I have a created two dataframes in pyspark from my hive table as:
data1 = spark.sql("""
SELECT ID, MODEL_NUMBER, MODEL_YEAR ,COUNTRY_CODE
from MODEL_TABLE1 where COUNTRY_CODE in ('IND','CHN','USA','RUS','AUS')
""");
each country is having millions of unique ID in alphanumeric format.
data2 = spark.sql("""
SELECT ID,MODEL_NUMBER, MODEL_YEAR, COUNTRY_CODE
from MODEL_TABLE2 where COUNTRY_CODE in ('IND','CHN')
""");
I want to join both of these dataframe using pyspark on ID column.

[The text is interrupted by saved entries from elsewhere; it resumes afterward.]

PR #611, opened 2023-10-12
feat(grid): sort by creation date

SunsetTechuila:
the "newest" and "oldest" sorting options are actually responsible for sorting by last update date, which doesn't match their names, so I renamed them to "recently updated" and "most stale" and added sorting by repository creation date

### DIFF
--- a/src/components/Card/Card.tsx
+++ b/src/components/Card/Card.tsx
@@ -40,6 +40,7 @@ class Card extends React.Component<CardProps, {
   tagsExpanded: boolean;
   externalUrl: string;
   lastUpdated: string | undefined;
+  created: string | undefined;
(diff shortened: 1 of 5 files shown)


theRealPadster (changes requested):
Good idea. Could we change it to be "last updated" though, instead of "recently updated"?

SunsetTechuila:
how do I name the variable then? there is already "lastUpdated" variable
https://github.com/spicetify/spicetify-marketplace/pull/611/files#diff-c8e6101bb10d5263d0ca774fd2a5696106c7740789e43673f74f845bbcc67152R94

theRealPadster (approved):

PR #804, opened 2024-07-18
feat (snippet): Implement a tweak to adjust Now Playing alignment

moazie:
This tweak allows for a user to adjust the positioning of the Now Playing widget from the left.
Now-Playing-Alignment-Tweak


rxri:
That's an issue on your end though, either by theme or snippet. The second screenshot is the stock "setting"

rxri:
also your snippet doesn't allow to change anything. It assigns the value and user CANNOT modify it.

moazie:
> That's an issue on your end though, either by theme or snippet. The second screenshot is the stock "setting"

Thats true, i was using another snippet which moves the sidebar to the left so it looked a bit off. This is also my first pull request so i dont have that much experience as you can see.

PR #810, opened 2024-07-27
feat(snippets): adding oneko for the comfy theme

BeBeepBOOPbot:
this is the oneko snippet for the [Comfy theme](https://github.com/Comfy-Themes/Spicetify)
this is almost the same as the og Oneko snippet but i changed its position and i bumped up the z index so the cat is on top of the bar
this is my first pull request so tell me if i messed anything up
and if its too similar to the og Oneko snippet then this pull request can be disregarded


rxri (changes requested):
edit the snippet to work on comfy as well, and do not create new one just for this purpose

PR #829, opened 2024-08-31
fix(snippets): sidebar switch w/ no now playing sidebar

zoetrope69:
When now playing sidebar is collapsed it was breaking because it was taking up the wrong amount of space


kyrie25 (commented):
Is the change still relevant/working?

rxri:
Inactivity. Closing

PR #836, opened 2024-09-15
fix(snippet): update scrollbar snippets

sanoojes:
update scrollbar snippet stylesheet


kyrie25 (commented):
Is the change still relevant/working as expected?

kyrie25 (approved):

PR #849, opened 2024-10-07
fix(snippet): pointers

Climax12:
Added pointer to main-card-card on marketplace, main track List Rows and sort by objects


theRealPadster (approved):

rxri:
seriously, with the space?

rxri:
GitHub follows the first pull request title when merging. Get refined github that fixes it or smth @theRealPadster

theRealPadster:
Ah sorry, I never remember. Why does it use the first title and not what's currently there? That's so dumb. Also there is no refined GitHub on my phone.

Climax12:
> Ah sorry, I never remember. Why does it use the first title and not what's currently there? That's so dumb. Also there is no refined GitHub on my phone.

sry i mistakenly place a space :)
I think GitHub follows the Commit title when merging.

rxri:
> Ah sorry, I never remember. Why does it use the first title and not what's currently there? That's so dumb. Also there is no refined GitHub on my phone. 

Idk why it exists but it does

How can we re-partition our data so that its get distributed uniformly across the partitions.
Can i use below to reparation my data?
newdf1 = data2.repartition(100, "ID")
newdf2 = data2.repartition(100, "ID")
what would be the best way for partitioning so that join work faster?
As far as I know your approach repartition providing an ID column is correct. Consider the following as proof of concept using spark_partition_id() to get the corrresponding partition id:
import pandas as pd
import numpy as np
from pyspark.sql.functions import spark_partition_id
def create_dummy_data():
data = np.vstack([np.random.randint(0, 5, size=10),
np.random.random(10)])
df = pd.DataFrame(data.T, columns=["id", "values"])
return spark.createDataFrame(df)
def show_partition_id(df):
"""Helper function to show partition."""
return df.select(*df.columns, spark_partition_id().alias("pid")).show()
df1 = create_dummy_data()
df2 = create_dummy_data()
show_partition_id(df1)
+---+-------------------+---+
| id| values|pid|
+---+-------------------+---+
|1.0| 0.6051170383675885| 0|
|3.0| 0.4613520717857513| 0|
|0.0| 0.797734780966592| 1|
|2.0|0.35594664760134587| 1|
|2.0|0.08223203758144915| 2|
|0.0| 0.3112880092048709| 2|
|4.0| 0.2689639324292137| 3|
|1.0| 0.6466782159542134| 3|
|0.0| 0.8340472796153436| 3|
|4.0| 0.8054752411745659| 3|
+---+-------------------+---+
show_partition_id(df2)
+---+-------------------+---+
| id| values|pid|
+---+-------------------+---+
|4.0| 0.8950517294190533| 0|
|3.0| 0.4084717827425539| 0|
|3.0| 0.798146627431009| 1|
|4.0| 0.8039931522181247| 1|
|3.0| 0.732125135531736| 2|
|0.0| 0.536328329270619| 2|
|1.0|0.25952064363007576| 3|
|2.0| 0.1958334111199559| 3|
|0.0| 0.728098753644471| 3|
|0.0| 0.9825387111807906| 3|
+---+-------------------+---+
show_partition_id(df1.repartition(2, "id"))
+---+-------------------+---+
| id| values|pid|
+---+-------------------+---+
|1.0| 0.6051170383675885| 0|
|3.0| 0.4613520717857513| 0|
|4.0| 0.2689639324292137| 0|
|1.0| 0.6466782159542134| 0|
|4.0| 0.8054752411745659| 0|
|0.0| 0.797734780966592| 1|
|2.0|0.35594664760134587| 1|
|2.0|0.08223203758144915| 1|
|0.0| 0.3112880092048709| 1|
|0.0| 0.8340472796153436| 1|
+---+-------------------+---+
show_partition_id(df2.repartition(2, "id"))
+---+-------------------+---+
| id| values|pid|
+---+-------------------+---+
|4.0| 0.8950517294190533| 0|
|3.0| 0.4084717827425539| 0|
|3.0| 0.798146627431009| 0|
|4.0| 0.8039931522181247| 0|
|3.0| 0.732125135531736| 0|
|1.0|0.25952064363007576| 0|
|0.0| 0.536328329270619| 1|
|2.0| 0.1958334111199559| 1|
|0.0| 0.728098753644471| 1|
|0.0| 0.9825387111807906| 1|
+---+-------------------+---+
After repartitioning, ids 0 and 2 are located on the same partition and the rest is on the other partition.